Assignment — Read the records below and report each line in which "marielejeune" occurs.

(Collection entries)
=======
PR #2010, opened 2025-02-25
[16.0][IMP] pmr: add constraint on partner.is_company

NL66278:
Without this fix it is possible to change partner is_company field even though that might make existing connections invalid.

### DIFF
--- a/partner_multi_relation/models/res_partner.py
+++ b/partner_multi_relation/models/res_partner.py
@@ -178,7 +178,7 @@ class ResPartner(models.Model):
 
     @api.constrains("is_company")
     def _check_relation_compatibility(self):
-        """If is_company changes, check relations wether this should be allowed."""
+        """If is_company changes, check relations whether this should be allowed."""
         Relation = self.env["res.partner.relation"]
         for this in self:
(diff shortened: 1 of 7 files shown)


partner_multi_relation/models/res_partner.py
```diff
@@ -175,6 +176,29 @@ def get_partner_type(self):
         self.ensure_one()
         return "c" if self.is_company else "p"
 
+    @api.constrains("is_company")
+    def _check_relation_compatibility(self):
+        """If is_company changes, check relations wether this should be allowed."""
```
rrebollo:
```suggestion
        """If is_company changes, check relations whether this should be allowed."""
```

rrebollo (approved):
Code Review: Great work! The code looks good to me (LGTM). Thank you for your contribution! I've provided a few suggestions for your consideration—feel free to address them as you see fit.

partner_multi_relation/models/res_partner.py
NL66278: @rrebollo Thanks! I corrected spelling of `whether` everywhere.

PR #2014, opened 2025-02-27
[17.0][MIG] partner_lastname_uppercase: Migration to 17.0

BhaveshHeliconia:


marcelsavegnago (approved):

partner_lastname_uppercase/models/res_partner.py
```diff
@@ -0,0 +1,55 @@
...
+            if "lastname" in vals or "is_company" in vals:
+                individuals = self.filtered(
+                    lambda rp: rp.lastname and not rp.is_company
+                )
+                # looping in case only is_company is in vals (set to false)
+                # in that case, uppercase each lastname
+                for partner in individuals:
+                    super(ResPartner, partner).write(
+                        {"lastname": partner.lastname.upper()}
+                    )
```
rrebollo: I know it's just a migration, but couldn't it have been done in a simpler way?  
The recursive call is especially odd — I'm honestly wondering how it doesn't end up in an infinite loop.

BhaveshHeliconia:
@rrebollo : Thanks for pointing that out! I agree it could have been cleaner. I’ve revisited the logic and refactored it to simplify the approach and remove the recursive call. Please review and let me know your thoughts.

rrebollo:
@BhaveshHeliconia please fix pre-commit check complains

rrebollo (approved):
Code Review. LGTM!

partner_lastname_uppercase/models/res_partner.py
```diff
@@ -49,7 +49,6 @@ def write(self, vals):
                 # looping in case only is_company is in vals (set to false)
                 # in that case, uppercase each lastname
                 for partner in individuals:
-                    super(ResPartner, partner).write(
-                        {"lastname": partner.lastname.upper()}
-                    )
+                    if partner.lastname != partner.lastname.upper():
+                        partner.lastname = partner.lastname.upper()
```
NL66278: Use the original super(ResPartner, partner).... statement here, otherwise you will be back in the original write in a recursive call. And while this will work, because of the if, it is a lot less efficient then calling the super method.
Even more elegant would be to make the test for not already uppercase part of the lambda filtering.

NL66278 (changes requested):
👍 Just a small change and will be good to go.

BhaveshHeliconia:
> 👍 Just a small change and will be good to go.

Thanks for your suggestion. I've made the changes accordingly.

NL66278 (approved):
👍 LGTM

PR #1767, opened 2024-05-27
[17.0][MIG] partner_email_duplicate_warn: Migration to 17.0

V3st1g3:

PR #2020, opened 2025-03-03
[18.0][MIG] partner_email_duplicate_warn: mig to v18 and switch from M2O to M2M

alexis-via:
The improvement for the switch from M2O to M2M is in a separate commit.

dup_email


marielejeune:
Hi @alexis-via 
Thanks for the work! 
It seems that you started the migration based on branch 16.0. However the addon was migrated to version 17.0 and some changes were made there (some of which I don't agree with, such as changing the XMLID of the view, but that's another point). 
Could you please have a look at it?

partner_email_duplicate_warn/views/res_partner.xml
```diff
@@ -0,0 +1,21 @@
+<?xml version="1.0" encoding="utf-8" ?>
+<odoo>
+    <record id="view_partner_form" model="ir.ui.view">
+        <field name="model">res.partner</field>
+        <field name="inherit_id" ref="base.view_partner_form" />
+        <field name="arch" type="xml">
+            <div invisible="not same_vat_partner_id" position="after">
```
MohamedOsman7:
```suggestion
            <xpath expr="//div[@name='warning_company']" position="after">
```

As @marielejeune also mentioned, could you take care of this change as part of the 17.0 migration? It comes from this commit.  (https://github.com/OCA/partner-contact/pull/1767/commits/6512f16d0e309e35348caac23620b3aea61c34be)

MohamedOsman7 (commented):
Otherwise, the code and functional review look good to me.
I also noticed a few commits that could be squashed to keep the history cleaner. 
(https://github.com/OCA/maintainer-tools/wiki/Merge-commits-in-pull-requests#mergesquash-the-commits-generated-by-bots-or-weblate)

image

CRogos (changes requested):
Could you recreate the migration starting on version 17 of this module? Because the view has been renamed from **view_partner_form_with_email_warning** to **view_partner_form**, the upgrade of this module is not working without migration script.

partner_email_duplicate_warn/views/res_partner.xml
```diff
@@ -0,0 +1,21 @@
...
+                    class="alert alert-warning"
+                    role="alert"
+                    invisible="not same_email_partner_ids"
+                >
+                  Duplicate warning: partner(s) <field
+                    name="same_email_partner_ids"
+                    widget="x2many_buttons"
+                /> has/have the same <b>Email</b>.
+                </div>
+            </div>
```
MohamedOsman7, line 18: </xpath>

MohamedOsman7:
```suggestion
            </xpath>
```

MohamedOsman7 (changes requested):
Agree with @CRogos !

Change the ending tag of 'xapth' accordingly (see below)

partner_email_duplicate_warn/views/res_partner.xml
```diff
@@ -0,0 +1,21 @@
+<?xml version="1.0" encoding="utf-8" ?>
+<odoo>
+    <record id="view_partner_form" model="ir.ui.view">
```
CRogos, line 3:
```suggestion
    <record id="view_partner_form_with_email_warning" model="ir.ui.view">
```

This view was renamed in v17. 
Because the view does not match, and same_email_partner_id was renamed in same_email_partner_ids, I get an error during the upgrade.

CRogos (changes requested):
These can be squashed: 
image

NL66278:
Closed in favor of 2077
=======
Solution for this problem —
marielejeune:
As @marielejeune also mentioned, could you take care of this change as part of the 17.0 migration? It comes from this commit.  (https://github.com/OCA/partner-contact/pull/1767/commits/6512f16d0e309e35348caac23620b3aea61c34be)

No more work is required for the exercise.